#### Your instructions:
How many lines in this data contain the string "feedback"? Reply with the number only.

=== Section Start ===

PR #332, opened 2022-02-04
feat: comment on issues and merge requests resolved by current release

### LINKED ISSUE #40: Comment on issues resolved by current release
This may be on a roadmap but I didn't see any issues related to it so I figured I'd drop one here to at least indicate my support:

Similar to `semantic-release/github`, it would be awesome if the gitlab package had success/fail plugins to comment on issues related to the current release.

---

As an aside If I can get buy-in from my manager to work on this I'd be happy to but it's nothing to bank on

fgreinacher:
BREAKING CHANGE: By default all related issues and MRs are commented. Set the `successComment` option to `false` to disable that.

Fixes #40

🛠 with ❤ at [Siemens](https://opensource.siemens.io)

### DIFF
--- a/README.md
+++ b/README.md
@@ -64,6 +64,7 @@ Create a [personal access token](https://docs.gitlab.com/ce/user/profile/persona
 | `gitlabApiPathPrefix` | The GitLab API prefix.                                                                                                                         | `GL_PREFIX` or `GITLAB_PREFIX` environment variable or CI provided environment variables if running on [GitLab CI/CD](https://docs.gitlab.com/ee/ci) or `/api/v4`.      |
 | `assets`              | An array of files to upload to the release. See [assets](#assets).                                                                             | -                                                                                                                                                                       |
 | `milestones`          | An array of milestone titles to associate to the release. See [GitLab Release API](https://docs.gitlab.com/ee/api/releases/#create-a-release). | -                                                                                                                                                                       |
+| `postComments`          | Post comments to issues and MRs associated with a release. | `false`                                                                                                                                                                       |
 
 #### assets
 
--- a/README.md
+++ b/README.md
@@ -1,4 +1,5 @@
 # @semantic-release/gitlab
+# @semantic-release/gitlab
 
 [**semantic-release**](https://github.com/semantic-release/semantic-release) plugin to publish a
 [GitLab release](https://docs.gitlab.com/ee/user/project/releases/).
@@ -10,6 +11,7 @@
 |--------------------|-----------------------------------------------------------------------------------------------------------------------|
 | `verifyConditions` | Verify the presence and the validity of the authentication (set via [environment variables](#environment-variables)). |
 | `publish`          | Publish a [GitLab release](https://docs.gitlab.com/ee/user/project/releases/).                                        |
+| `success`          | Add a comment to each GitLab Issue or Merge Request resolved by the release.                                          |
 
 ## Install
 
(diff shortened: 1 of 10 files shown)


fgreinacher:
OK, this is ready for review.

See https://gitlab.com/fgreinacher/semantic-release-comments/-/merge_requests/4 and it's linked issues for a sample run from the current version of the this PR.

/cc @pvdlg @tmeijn @nfriend @joshdcomp as you have been active in the original issue.

README.md
```diff
@@ -64,6 +64,7 @@ Create a [personal access token](https://docs.gitlab.com/ce/user/profile/persona
...
 | `assets`              | An array of files to upload to the release. See [assets](#assets).                                                                             | -                                                                                                                                                                       |
 | `milestones`          | An array of milestone titles to associate to the release. See [GitLab Release API](https://docs.gitlab.com/ee/api/releases/#create-a-release). | -                                                                                                                                                                       |
+| `postComments`          | Post comments to issues and MRs associated with a release. | `false`                                                                                                                                                                       |
```
fgreinacher, line 67: I went for the fully backwards compatible way here, but we might also default to `true`?

tmeijn:
@fgreinacher Awesome!

Two points of feedback I have:
1. The issue that the Merge Request closes does necessarily lives in the same project that the Merge Request is merged in. Looking at code, it does not account for that case.
2. Related to 1: the release is also not necessarily in the same project, so constructing a full path should solve that case.

Thanks again!

fgreinacher:
> @fgreinacher Awesome!
> 
> Two points of feedback I have:
> 
> 1. The issue that the Merge Request closes does necessarily lives in the same project that the Merge Request is merged in. Looking at code, it does not account for that case.
> 2. Related to 1: the release is also not necessarily in the same project, so constructing a full url path should solve that case.
> 
> Thanks again!

Good catch, thanks! I fixed this and also use the full release URL now.

fgreinacher:
@semantic-release I am not sure who is currently maintaining this repository. Could you help me find the right reviewer?

fgreinacher:
@travi Are you currently active here and would review this? 🙏

README.md
travi: I hesitate slightly here because this differs from the [options available in the github plugin](https://github.com/semantic-release/github/#options). i would ideally like the functionality between the two plugins to be as similar as possible. 

that plugin currently allows changing the templated messages for `successComment` and `failComment`, allowing the comments to be disabled by setting the options to `false`. while i don't necessarily like that the templated approach would be a more complicated implementation, i do like the alignment between the two plugins with that approach.

travi: i like that defaulting to `false` with this implementation could make this available without it being a breaking change. if we switched from `postComments` to an approach that exposed the `successComment` and `failComment`, i think defaulting to `false` would be more difficult to justify. however, enabling the comments by default would be unexpected to existing users and likely not desired by at least some consumers of the plugin. 

i think i would lean toward enabling the comments by default if we do decide to go with that approach, but making it a breaking change.

test/resolve-config.test.js
```diff
@@ -35,6 +40,7 @@ test('Returns user config via environment variables', t => {
       gitlabApiUrl: urlJoin(gitlabUrl, gitlabApiPathPrefix),
       assets,
       milestones,
+      postComments: false,
```
travi, line 43: if the default value of this option is `false`, do all of these tests need to set explicitly to `false`? i think it could be good to have at least one test that proves it can handle being set to `false`, but it seems appropriate to leave most of the existing tests with the value unset.

test/resolve-config.test.js
```diff
@@ -17,7 +17,7 @@ test('Returns user config', t => {
       gitlabApiUrl: urlJoin(gitlabUrl, gitlabApiPathPrefix),
       assets,
       milestones: undefined,
-      postComments,
+      successComment: undefined,
```
travi, line 20: do these still need to be explicitly set to `undefined` here?

fgreinacher: Yes, because the property will be there, even if not passed via properties, and the tests do a deep equality comparison.

test/resolve-config.test.js
fgreinacher: See https://github.com/semantic-release/gitlab/pull/332#discussion_r830478105 :)

README.md
fgreinacher: All done, happy to get some feedback @travi!

travi (approved):

fgreinacher:
@travi Eek, seems the squash commit did not contain my breaking change trailer, making this 7.1.0 instead of 8.0.0 :/ Should I revert this for 7.1.1 and recommit with the correct message?

travi:
Yeah, that's the route that I would recommend. I've approved your draft PR for the revert. 

I do wish that GitHub would do better with copying commit body details into the suggested squash message in situations like this.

=== Section End ===

#### Task result:
3